In: Economics
At the current level of output, a profit-maximizing firm in a competitive market earns average revenue of $25, has an average total cost of $22 and an average variable cost of $17. If the firm's marginal cost curve is equal to its average total cost curve at an output level of 20,000 units, then the firm earns profit of $60,000 at its current level of output.
True
False
The short-run supply for a firm in a perfectly competitive market will not be influenced by the size of fixed costs if price is less than average total cost but more than average variable cost at the profit maximizing quantity.
True
False
For a firm in a perfectly competitive market the price of the good is always equal to marginal revenue, but less than average revenue and equilibrium market price
True
False
Answer : 1) The answer is "True".
For perfectly competitive firm the price is equal to the average revenue. Here the average revenue is $25 and average total cost is $22. So, per unit profit = average revenue - average total cost = 25 - 22 = $3. Total profit at 20,000 units = per unit profit * quantity = 3 * 20,000 = $60,000.

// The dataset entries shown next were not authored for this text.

PR #698, opened 2019-06-13
Laravel 5.5

cschra:
At first glance, this update will be larger than 5.4, as more of the features we use got updates and changes.

ToDo:
- [x] Bump Composer Dependencies
    - [x] Laravel
    - [x] HTML Package
    - [x] Laravel Modules
- [x] Enable Artisan Command Autoloading (no need to define them in Console Kernel)
- [x] Change Command fire() method to handle(), as fire is no longer supported
- [x] BelongsToMany Relationship changed usage
- [x] Direct array access to models is not supported anymore 
- [x] Look into Cookie Serialization ->Security Bug if App_KEY is leaked (i.e. previous employee)
- [x] Look if we use soft-deleted models and exist
- [x] Look for withCount statements
- [x] Look for usage of Filesystem files method
- [x] Look into request all, has, only and intersect methods and the request() helper itself

``` php
$modem['attributes'];
$modem['original’];
$modem['street'];
$user['name']; 
$modem['attributes']['street'];
// the upper calls are deprecated and don't work anymore
// attributes and original are now private properties
// they can be accessed through following methods
$modem->getAttributes()
$modem->getOriginal()
```


cschra:
Checks for Dunning Module:

- [ ] Change Command fire() method to handle(), as fire is no longer supported
- [ ] BelongsToMany Relationship changed usage
- [ ] Direct array access to models is not supported anymore
- [ ] Look for soft-deleted models and exist
- [ ] Look for withCount statements
- [ ] Look for usage of Filesystem files method
- [ ] Look into request all, has, only and intersect methods and the request() helper itself

cschra:
- [ ] Adjust Codebase for Middleware: ConvertEmptyStringsToNull

database/migrations/2019_07_01_163135_setEmptyStringsToNull.php
```diff
@@ -0,0 +1,117 @@
...
+                    continue;
+                }
+
+                if ($type == 'smallint') {
+                    $type = 'smallInteger';
+                }
+
+                Schema::table($tableName, function (Blueprint $table) use ($column, $nullable, $type) {
+                    if (array_key_exists($column, $nullable)) {
+                        return $table->$type($column)->nullable($nullable[$column])->change();
```
NinoRy: Does it really work with return in this loop?

app/Http/Controllers/BaseController.php
```diff
@@ -232,9 +232,6 @@ protected function prepare_input($data)
                 $field['name'] = str_replace('[]', '', $field['name']);
                 continue; 			// multiselects will have array in data so don't trim
             }
-
-            // trim all inputs as default
-            $data[$field['name']] = trim($data[$field['name']]);
```
NinoRy: This should be kept as users often added whitespaces to e.g. passwords of phonenumbers which led to failed registration.

PR #706, opened 2019-06-21
Update news report with modem count

Gitrosa:


schmto:
even if possibility is <0.5% that this will break anything. Have you test this e.g. demo/production system? in case yes, please feel free to merge this...

PR #708, opened 2019-07-02
Bugfix/update-laravel-5-4

royschn:


royschn:
I've tested it quite a few times of both the job and the command. It is working as far as I can tell.

PR #709, opened 2019-07-02
Feature/small fixes roy

royschn:
#


NinoRy:
Why 2 commits? How does this actually work?

PR #716, opened 2019-07-05
 feature/overdue-debts

NinoRy:
Adaptions to work for Volksbank MT940.sta (Swift) files as well


modules/Dunning/Entities/DefaultTransactionParser.php
```diff
@@ -0,0 +1,504 @@
...
+            $ret = $this->addDebtBySpecialMatch($debt, $sepamandate->contract, $transaction);
+
+            if ($ret) {
+                return true;
+            }
+
+            $hint .= ' '.trans('dunning::messages.transaction.credit.noInvoice.sepa', ['contract' => $sepamandate->contract->number]);
+        }
+
+        if ($hint) {
```
cschra: hint is an empty string anyways... so just add it behind - no need for an "if"

Issue #696, opened 2019-06-07
Modules Dashboards Fixes


NinoRy:
- [x] (1) There are 2 menu entries called 'Voip'. I dont know how the lower one got there, but that entry should be removed. The call data records under this entry dont need to show up in the menu.

- [x] (2a) The timeline shall still be more compact. More like the one in confluence as shown in picture 'timeline.png'. So all actions consecutetively done by one user shall be composited (one "timeline-body") without any redundant information. The user name shall appear on the left side of the timeline and if there are multiple actions the timestamp probably need to appear on the right side together with the action. Just try to implement a layout that is compact and has a good and logical overview/structure!

- [x] (2b) Also the maximum text length of the description containing what changed in one action should be limited - maybe max 2 lines. If it's more it would be nice if it's expandable.

- [x] (3a) The widget with the new tickets shall appear on the global dashboard as well - as it is probably the most important thing to see. I dont know if on top or on the right side (splitted with div 9 to 3 or sth like that). Just implement what you would prefer and we will have a look at it.

- [x] (3b) impaired netelements and impaired services tab shall also be displayed in Global Dashboard

- [x] (4) The user shall be able to select the first shown page after login on it's preferences (where he can set/change his password). It shall be possible to select every module dashboard and also every index page of every model.

- [x] (5) The contract analysis graph needs to be in the billing dashboard

- [x] (6) The widget with the current total contract count is missing. This should be in the provisioning dashboard. Please check the code in the history and just add it again.

olebowle:
(7) Firmware distribution page ("Firmware", admin/modem/firmware) and Impaired Modems (admin/Customer/impaired) are currently gone and should be displayed in Provisioning Dashboard.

Therefore, the given statement is true.
2) The answer is "False".
The marginal cost only depends on variable cost. The fixed cost does not influence the marginal cost. For perfectly competitive firm the short-run supply curve is the part of marginal cost curve which lies above the average variable cost curve. This means that for perfectly competitive firm the short-run supply curve does not influenced by the fixed cost at profit-maximizing quantity level. Therefore, the given statement is false.
3) The answer is "False".
For perfectly competitive firm the market price is the equilibrium market price which is equal to the marginal revenue and average revenue. This means that for perfectly competitive firm, market price = equilibrium market price = average revenue = marginal revenue. Therefore, the given statement is false.